Dlaczego jednak to takie trudne? Przecież teoretycznie każda z nas powinna po prostu żyć po swojemu, wyrażać własne zdanie, być szczerą i otwartą, jednak zbyt często tego nie robimy. Nie mówimy innym, kim jesteśmy, do czego dążymy, co kochamy. Dyskredytujemy się natomiast za to, kim nie jesteśmy, jak nie wyglądamy i czego nie potrafimy. Zawsze przecież można powiedzieć, że jestem za chuda/za gruba, zbyt lekkomyślna, za bardzo roztargniona, itd.
Trudno powiedzieć natomiast: jestem wystarczająco dobra. Mam wady, ale mam też zalety.

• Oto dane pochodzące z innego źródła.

PR #673, opened 2026-09-04
docs(readme): lead the install with pipx, and name PEP 668

### LINKED ISSUE #671: README install fails on Debian/Ubuntu: 'pip install soup-cli' hits PEP 668 externally-managed-environment, and pipx is never mentioned
## What happens

The first command in the README fails on a stock Debian 12 / Ubuntu 24.04 box with the system Python. Both installation lines do:

```
$ pip install soup-cli
error: externally-managed-environment

× This environment is externally managed
╰─> To install Python packages system-wide, try apt install
    python3-xyz, where xyz is the package you are trying to
    install.
    ...
    If you wish to install a non-Debian packaged Python application,
    it may be easiest to use pipx install xyz, which will manage a
    virtual environment for you.

note: If you believe this is a mistake, please contact your Python installation or OS distribution provider.
hint: See PEP 668 for the detailed specification.
```

```
$ pip install git+https://github.com/MakazhanAlpamys/Soup.git
error: externally-managed-environment
[same]
```

Python 3.12, no venv active, nothing unusual about the box.

## Why

This is [PEP 668](https://peps.python.org/pep-0668/), not a Soup defect. Debian-derived distros ship an `EXTERNALLY-MANAGED` marker in the system Python so that `pip` refuses to write into a `site-packages` that `apt` also manages. It has been the default on Debian 12 and Ubuntu 23.04 onward, so it is now the majority experience for a new Linux user rather than an edge case.

The report is a documentation one: `README.md` lines 176 to 185 give four bare `pip install` invocations and no mention of PEP 668. The only virtualenv reference in the README is at line 353, inside a troubleshooting note about `soup version` disagreeing with `pip show`, which is not where someone stuck on line 176 will look.

## Why pipx is the right primary instruction here, not just a workaround

Soup declares a console script:

```toml
[project.scripts]
soup = "soup_cli.cli:run"
```

That makes it an application rather than a library, which is precisely the case pipx and `uv tool` exist for: a private virtualenv per application, with just the `soup` command linked onto `PATH`. Nothing is shared with the system Python, so PEP 668 does not apply.

I verified the isolated route resolves and runs against the published wheel, without installing anything onto the host:

```
$ uv tool run --from soup-cli soup --version
Usage: soup [OPTIONS] [COMMAND] [ARGS]...
...
│ No such option '--version'. Did you mean '--verbose'? │
```

The wheel resolved, the `soup` entry point was created, and it executed. (`--version` is not a flag; `soup version` is the subcommand. That is a separate matter and not part of this report.)

## Suggested change

Scoped to `README.md` "1. Install", keeping every existing line and reordering rather than rewriting:

1. Lead with `pipx install soup-cli` and `uv tool install soup-cli` for people who want the CLI.
2. Keep the current `pip install` lines, stated as the right choice when you are already inside a virtualenv, which is also the case in a Colab or Docker image where the existing lines work fine today.
3. One sentence naming PEP 668 and the `externally-managed-environment` error text, so the error is searchable straight into your own README.

Extras work unchanged on the isolated path, including the double-quote rule already documented directly below:

```
pipx install "soup-cli[train]"
uv tool install "soup-cli[train]"
```

One honest caveat worth a clause rather than a section: pipx isolation is right for driving Soup from the command line, and a plain venv is still right for anyone importing `soup_cli` next to their own code.

## Out of scope, flagging rather than folding in

`CONTRIBUTING.md` line 22 has `pip install -e ".[dev]"`, which fails the same way for a first-time contributor on the same box. I have deliberately left it out. A contributor setup note is a different audience and a different sentence from a user install, and I would rather not widen a README fix into a CONTRIBUTING one without you ruling on it. Say the word and it is a two-line addition to the same PR.

The five `docs/*.md` pages that also carry `pip install soup-cli` are likewise untouched, on the same reasoning: the README is where a new user lands.

## Acceptance criteria

- [ ] A reader on Debian 12 or Ubuntu 24.04 can get a working `soup` command by following the README top to bottom, without already knowing what a venv is.
- [ ] The literal string `externally-managed-environment` appears in the README, so the error text someone pastes into a search engine matches.
- [ ] The existing `pip install` lines survive, with the condition under which they work stated.
- [ ] No change to `pyproject.toml`, packaging, or any command behaviour. Documentation only.

## Claim

Taking this one, per the "Claiming an Issue" rule in CONTRIBUTING. It is documentation only and needs no special hardware: I hit it on the box in the transcript above and can verify the corrected instructions on the same box.

## How it was found

Reported from a plain first-run attempt, not from tooling. Unrelated to the graph analysis I have been running on this repo, though for disclosure that tooling is [codegraph](https://github.com/swalla02/codegraph).

swalla02:
Closes #671.

`pip install soup-cli`, the first command in the README, fails on Debian 12 and Ubuntu 23.04 or later:

```
$ pip install soup-cli
error: externally-managed-environment
...
hint: See PEP 668 for the detailed specification.
```

That is [PEP 668](https://peps.python.org/pep-0668/) rather than a Soup defect, but the README is where it lands on someone, and the README did not mention it. Four bare `pip install` lines, and the only virtualenv reference sitting at line 353 inside a troubleshooting note about `soup version` disagreeing with `pip show`, which is not where a reader stuck on line 176 will look.

## What changed

`README.md`, "1. Install", only. Nothing else in the tree is touched.

- **Lead with `pipx install soup-cli` and `uv tool install soup-cli`.** Soup declares `soup = "soup_cli.cli:run"` under `[project.scripts]`, so it is an application, not a library, and a per-application virtualenv with the command on `PATH` is what pipx and `uv tool` exist for. PEP 668 does not apply to them.
- **Every existing `pip install` line survives**, moved under a sentence naming when it is the right choice: already inside a virtualenv, a Colab notebook, or a Docker image. Those readers were never broken and their instructions did not change.
- **A callout carrying the literal string `externally-managed-environment`**, so the error text someone pastes into a search engine matches the project's own README, plus the `python3 -m venv` route for people who would rather not add a tool.
- **One clause on when not to use pipx:** if you also want to `import soup_cli` next to your own code, pipx isolation is the wrong shape and plain `pip` in a venv is right.

The double-quote callout directly below is untouched and still applies, since the extras spelling is identical on both paths.

## What I verified, and what I did not

Verified end to end, in a contained `PIPX_HOME` so nothing landed on the host:

```
$ pipx install soup-cli
  installed package soup-cli 0.73.3, installed using Python 3.11.15
  These apps are now available
    - soup
$ soup version
soup v0.73.3
```

```
$ pipx install "git+https://github.com/MakazhanAlpamys/Soup.git"
  installed package soup-cli 0.74.0, installed using Python 3.11.15
$ soup version
soup v0.74.0
```

`uv tool` resolves and runs the published wheel the same way (`uv tool run --from soup-cli soup version`).

Not run end to end: `pipx install "soup-cli[train]"`. I resolved it instead, with `uv pip install --dry-run "soup-cli[train]"`, which completes cleanly against the full training stack. The extras syntax is unchanged from the lines already in the README, so the risk here is the download size rather than the spelling, and I would rather say that than imply I installed torch to check.

`ruff check src/soup_cli/ scripts/ tests/` passes. I did not run `pytest tests/` because it needs `[dev]`, which self-references `[train]` and pulls the whole training stack; this PR changes no Python. Happy to run it if you would rather have the number.

## Deliberately out of scope

`CONTRIBUTING.md` line 22 has `pip install -e ".[dev]"` and fails identically for a first-time contributor on the same box. I left it alone, and the five `docs/*.md` pages that also carry `pip install soup-cli` too. A contributor setup note is a different audience from a user install, and I did not want to widen a README fix without you ruling on it. Both are small additions to this branch if you want them.

## How it was found

A plain first-run attempt on a fresh Debian box, not from tooling.


swalla02:
Pushed as `1ae63cc`, per your ruling on #675 that these belong here rather than there. Thanks for merging main in first; I have synced to `822aa6e`.

Two files, and I did **not** do the blanket pass across all five `docs/*.md` pages. Reasoning, so you can overrule it in one line if you disagree:

**`CONTRIBUTING.md`** now writes the venv step out instead of assuming it:

```bash
python3 -m venv .venv
source .venv/bin/activate          # Windows: .venv\Scripts\activate
pip install -e ".[dev]"
```

with a sentence naming PEP 668. I deliberately did not offer `pipx` for this one: an editable checkout has to be importable by the test suite, and pipx isolation is precisely what stops that. Offering it there would be the wrong advice in a place where the reader cannot tell.

**`docs/models.md`** gets one sentence above the extras table, since that is the page the README links to for extras. The `pip` rows work verbatim inside a virtualenv, a Colab notebook or a Docker image, and outside one the substitution is `pipx` or `uv tool` with the extras spelling unchanged.

**The other four pages I left alone**, and I think that is the right call rather than laziness. Looking at what those occurrences actually are:

| page | occurrence | what it is |
|---|---|---|
| `docs/adapters-and-governance.md` | 4x, e.g. `needs pip install soup-cli[carbon]` | extras hint mid-prose |
| `docs/commands.md:235` | inside a command table cell | extras hint |
| `docs/backends-and-ops.md:870,874` | quoting Soup's own runtime error message | extras hint |
| `docs/data.md:821` | `pip install soup-cli[remote]` | extras hint |

None is an entry point. Every one of them is read by somebody who already has `soup` on their `PATH` and has therefore already resolved the PEP 668 question, and `backends-and-ops.md:870` is a verbatim quote of what Soup prints at runtime, so changing it would make the doc disagree with the program. A PEP 668 callout in each would be four repetitions aimed at readers who cannot hit the error.

If you would rather have consistency than that argument, say so and I will do the pass; it is mechanical.

I also re-ran `tests/test_v07137.py` (the single-quote docs scanner) against both edited files: 4 passed. And the new `../README.md#1-install` link resolves against `### 1. Install` at `README.md:172`.

MakazhanAlpamys:
`1ae63cc` is right, including the part you declined to do. Approved on substance — holding only for the checks, which I have released.

## The judgement call you made is the correct one

> I deliberately did not offer `pipx` for this one: an editable checkout has to be importable by the test suite, and pipx isolation is precisely what stops that.

Yes. And it is worth saying why this is more than a technicality: `pip install -e ".[dev]"` under pipx would appear to succeed, and then `pytest` would import `soup_cli` from wherever it could find it — which on a machine that already has Soup installed is the *other* copy. This repo has a documented, expensive version of that failure: every mutation run against a checkout resolves to the main tree unless `PYTHONPATH` is pinned, and unpinned mutation testing reports green while changing nothing. Recommending pipx in `CONTRIBUTING.md` would have manufactured that trap for every new contributor. Declining it there while leading with it in the README is exactly the right split, and you reasoned to it unprompted.

The four pages you left alone are also the right call. Those occurrences are extras hints mid-prose (`needs pip install soup-cli[carbon]`) and quoted error text — they describe a package name, not an install procedure, and rewriting them would add noise where nobody is stuck. `docs/models.md` is different because it is the page the README hands the reader for extras, which is why one sentence there is worth it and four more elsewhere are not.

## Verified

Materialised the merge against current `main` — which moved three times today — and ran the docs surface: **47 passed**. `CONTRIBUTING.md` auto-merges cleanly. The changelog fragment is in `changelog.d/0.74.0/`, correctly numbered for the PR, and now carries `by @swalla02`.

I also confirmed the technical premise myself rather than taking it on trust: Soup declares `soup = "soup_cli.cli:run"` under `[project.scripts]`, so it genuinely is an application rather than a library, which is what makes `pipx` and `uv tool` the right lead. And `all = ["soup-cli[train,serve,ui,data,mcp]"]` resolves, so `pipx install "soup-cli[all]"` is a real command and not a plausible-looking one.

## One thing that is mine to fix, not yours

This takes `README.md` from 480 lines to 504, and I keep a soft ceiling around 500 with a standing rule that when prose pushes past it, a section moves into `docs/` rather than the ceiling moving. That rule lives in a maintainer file you cannot see, so it is not something you violated — and I am not asking you to trim a section that is doing real work. I will displace the Troubleshooting block into `docs/` myself after this merges, which is the next candidate on that list anyway.

Mentioning it only so that if you see me editing the README right after your PR lands, you know it is bookkeeping and not a walk-back.

Merging when the matrix reports.

MakazhanAlpamys:
Merged as `dad98ef`, credited in `CONTRIBUTORS.md` (`3a556c4`). Second merge of yours today.

## Verified

Re-materialised the merge against current `main` — which had moved again since your checks ran — and ran the docs surface: **68 passed**, `CONTRIBUTING.md` auto-merges cleanly. I also checked the two technical premises myself rather than taking them on trust: `[project.scripts]` really does declare `soup = "soup_cli.cli:run"`, which is what makes pipx the right lead rather than a fashion, and `all = ["soup-cli[train,serve,ui,data,mcp]"]` resolves, so `pipx install "soup-cli[all]"` is a real command and not a plausible-looking one.

## The best decision in this PR is a thing you did not do

Declining to recommend pipx for the contributor setup, because an editable checkout has to be importable by the test suite. That is right, and the consequence is worse than it first sounds: `pip install -e ".[dev]"` under pipx would *appear* to succeed, and then `pytest` would import `soup_cli` from wherever it could find it. On a machine that already has Soup installed, that is the other copy. This repo fights exactly that failure — every mutation run against a checkout resolves to the main tree unless `PYTHONPATH` is pinned, and unpinned mutation testing reports green while changing nothing. Recommending pipx in `CONTRIBUTING.md` would have manufactured that trap for every new contributor, and you reasoned to it unprompted.

Leaving the other four docs pages alone was equally right. Those occurrences are extras hints mid-prose and quoted error text — they name a package, they are not an install procedure, and rewriting them adds noise where nobody is stuck.

## The README bookkeeping, now done

As flagged before merge: this took the README from 480 to 504 lines against a soft ~500 ceiling I keep, with a standing rule that prose pushing past it displaces a section into `docs/` rather than moving the ceiling. Done in `a08e858` — the Troubleshooting entries moved to `docs/backends-and-ops.md#troubleshooting` behind a three-line pointer, 501 lines.

`soup doctor` stayed in the README on purpose, because it is the one thing a stuck reader should run before reading anything else. What left is the two specific failure notes, which you only need once you have a symptom.

That is bookkeeping on a rule you could not see, not a walk-back of your change — and it is worth saying that your section is the one I kept intact while trimming around it.

## For the record on scope

You asked on #675 whether `CONTRIBUTING.md` and the docs pages belonged there or here. Here was right, and you read the ruling correctly without needing a second round.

Większość z nas codziennie toczy walkę o to, by zaakceptować siebie. Nie potrafimy tego zrobić, dlatego szukamy potwierdzenia własnej wartości w oczach innych. Wierząc, że jeśli je zobaczymy, będzie nam się żyło lepiej. A gdy nie widzimy podziwu również tam, załamujemy się.
Tymczasem wystarczyłoby pokochać siebie, dając innym przykład, jak należy to robić. To lepszy sposób niż usilne przekonywanie otoczenia, że warto Cię pokochać. Nikt Ci nie uwierzy, że warto, skoro sama tego nie robisz.
Problem w tym, że pokochanie siebie wymaga akceptacji, że ludzie będą Cię różnie odbierać. Znajdzie się mnóstwo ludzi, którzy będą Cię krytykować. Miarą siły jest to, w jaki sposób sobie radzisz z ich niechęcią.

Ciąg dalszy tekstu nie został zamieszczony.